What you have to do:
An identical copy of the records below is the expected result.

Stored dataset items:

########

Issue #23614, opened 2022-02-07
Exception when running taskgraph generation locally with default parameters


ahal:
If you install the `taskcluster-taskgraph` package and run e.g:
```
$ taskgraph full
```
an exception is raised because we don't specify default values for some of Fenix's custom parameters. A workaround for this issue is to run:

```
$ taskgraph full -p taskcluster/test/params/main-repo-push.yml
```
instead. Fixing this will involve bumping Fenix up to the latest version of taskgraph.

PR #23615, opened 2022-02-07
For #23614 - Add default values for Fenix specific parameters

ahal:
Currently an exception will be raised if values for these parameters are not supplied. This will be the case when running with the default set of Parameters (e.g via `taskgraph full` without an explicit parameters file).

This PR adds defaults to these parameters (which also requires updating to the latest taskgraph).

### DIFF
--- a/taskcluster/fenix_taskgraph/parameters.py
+++ b/taskcluster/fenix_taskgraph/parameters.py
@@ -14,13 +14,24 @@ from voluptuous import All, Any, Optional, Range, Required
 
 from .release_promotion import read_version_file
 
+
+def get_defaults(repo_root):
+    return {
+        "pull_request_number": None,
+        "release_type": "",
+        "shipping_phase": None,
+        "next_version": "",
+        "version": "",
+    }
+
+
 extend_parameters_schema({
     Required("pull_request_number"): Any(All(int, Range(min=1)), None),
     Required("release_type"): text_type,
     Optional("shipping_phase"): Any('build', 'ship', None),
     Required("version"): text_type,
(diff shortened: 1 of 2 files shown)


ahal:
Guessing the docker image task failure may be a result of updateing `taskgraph`. Some investigation needed.

ahal:
> Guessing the docker image task failure may be a result of updateing `taskgraph`. Some investigation needed.

Nvm, I was just based on a really old revision that didn't have the `taskcluster` Python 2 fix yet.

taskcluster/fenix_taskgraph/parameters.py
```diff
@@ -14,13 +14,23 @@
...
+        "release_type": "",
+        "next_version": "",
+        "version": "",
+    }
+
+
 extend_parameters_schema({
     Required("pull_request_number"): Any(All(int, Range(min=1)), None),
     Required("release_type"): text_type,
     Optional("shipping_phase"): Any('build', 'ship', None),
```
jcristau, line 30: Does `shipping_phase` not need a default?

ahal: Apparently not? Maybe we use `config.params.get("shipping_phase")` everywhere. I guess it doesn't hurt to add one in anyway.

ahal:
Looks like Fenix is about to cut a new beta branch, so going to hold off landing this for the time being.

ahal:
Latest push updates revision to an even newer taskgraph which includes a fix for an issue we found yesterday due to unicode in commit message.

PR #23621, opened 2022-02-07
fixes #23619: use well-defined name for fetching remote wallpaper assets

### LINKED ISSUE #23619: Do not use simpleName to construct a URI in wallpapers
`simpleName` is not a safe value to use for constructing a URI.

https://github.com/mozilla-mobile/fenix/blob/b7b601eee1580bfb21a32e253e58b7eae016a31e/app/src/main/java/org/mozilla/fenix/wallpapers/WallpaperDownloader.kt#L76-L78

We've had this bug before where the platform underneath can change the output of what we expect `simpleName` to be.

See: https://github.com/mozilla-mobile/fenix/issues/20830

cc: @Amejia481 @MatthewTighe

########

Response to the exercise:
Issue #23614, opened 2022-02-07
Exception when running taskgraph generation locally with default parameters


ahal:
If you install the `taskcluster-taskgraph` package and run e.g:
```
$ taskgraph full
```
an exception is raised because we don't specify default values for some of Fenix's custom parameters. A workaround for this issue is to run:

```
$ taskgraph full -p taskcluster/test/params/main-repo-push.yml
```
instead. Fixing this will involve bumping Fenix up to the latest version of taskgraph.

PR #23615, opened 2022-02-07
For #23614 - Add default values for Fenix specific parameters

ahal:
Currently an exception will be raised if values for these parameters are not supplied. This will be the case when running with the default set of Parameters (e.g via `taskgraph full` without an explicit parameters file).

This PR adds defaults to these parameters (which also requires updating to the latest taskgraph).

### DIFF
--- a/taskcluster/fenix_taskgraph/parameters.py
+++ b/taskcluster/fenix_taskgraph/parameters.py
@@ -14,13 +14,24 @@ from voluptuous import All, Any, Optional, Range, Required
 
 from .release_promotion import read_version_file
 
+
+def get_defaults(repo_root):
+    return {
+        "pull_request_number": None,
+        "release_type": "",
+        "shipping_phase": None,
+        "next_version": "",
+        "version": "",
+    }
+
+
 extend_parameters_schema({
     Required("pull_request_number"): Any(All(int, Range(min=1)), None),
     Required("release_type"): text_type,
     Optional("shipping_phase"): Any('build', 'ship', None),
     Required("version"): text_type,
(diff shortened: 1 of 2 files shown)


ahal:
Guessing the docker image task failure may be a result of updateing `taskgraph`. Some investigation needed.

ahal:
> Guessing the docker image task failure may be a result of updateing `taskgraph`. Some investigation needed.

Nvm, I was just based on a really old revision that didn't have the `taskcluster` Python 2 fix yet.

taskcluster/fenix_taskgraph/parameters.py
```diff
@@ -14,13 +14,23 @@
...
+        "release_type": "",
+        "next_version": "",
+        "version": "",
+    }
+
+
 extend_parameters_schema({
     Required("pull_request_number"): Any(All(int, Range(min=1)), None),
     Required("release_type"): text_type,
     Optional("shipping_phase"): Any('build', 'ship', None),
```
jcristau, line 30: Does `shipping_phase` not need a default?

ahal: Apparently not? Maybe we use `config.params.get("shipping_phase")` everywhere. I guess it doesn't hurt to add one in anyway.

ahal:
Looks like Fenix is about to cut a new beta branch, so going to hold off landing this for the time being.

ahal:
Latest push updates revision to an even newer taskgraph which includes a fix for an issue we found yesterday due to unicode in commit message.

PR #23621, opened 2022-02-07
fixes #23619: use well-defined name for fetching remote wallpaper assets

### LINKED ISSUE #23619: Do not use simpleName to construct a URI in wallpapers
`simpleName` is not a safe value to use for constructing a URI.

https://github.com/mozilla-mobile/fenix/blob/b7b601eee1580bfb21a32e253e58b7eae016a31e/app/src/main/java/org/mozilla/fenix/wallpapers/WallpaperDownloader.kt#L76-L78

We've had this bug before where the platform underneath can change the output of what we expect `simpleName` to be.

See: https://github.com/mozilla-mobile/fenix/issues/20830

cc: @Amejia481 @MatthewTighe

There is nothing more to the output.